• _Materials provided_:
* * * * *

PR #159, opened 2019-05-08
Fix error on data address lookup error handling

cintamani:
Closes https://eaflood.atlassian.net/browse/RUBY-50
Closes https://eaflood.atlassian.net/browse/RUBY-297

Since the result of AddressFinderService in case of error is a simple `symbol`, this code adds a check for the type of the service response and skips the coordinates extrapolation code in case the result is a failure.

I wanted to do a much better refactoring, by making the response become an object itself which can respond to methods like "#failed?" but unfortunately this is currently used in a lot of places and the refactoring would take out too much time. So given the amount of work needed to the release, I have parked it in my "TODO" list for quieter periods.


cintamani:
Will do that :)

* * * * *

Starting with the first line of the entries and ending with the line that has "Closes https://eaflood.atlassian.net/browse/RUBY-297", copy each line exactly and add nothing.

PR #159, opened 2019-05-08
Fix error on data address lookup error handling

cintamani:
Closes https://eaflood.atlassian.net/browse/RUBY-50
Closes https://eaflood.atlassian.net/browse/RUBY-297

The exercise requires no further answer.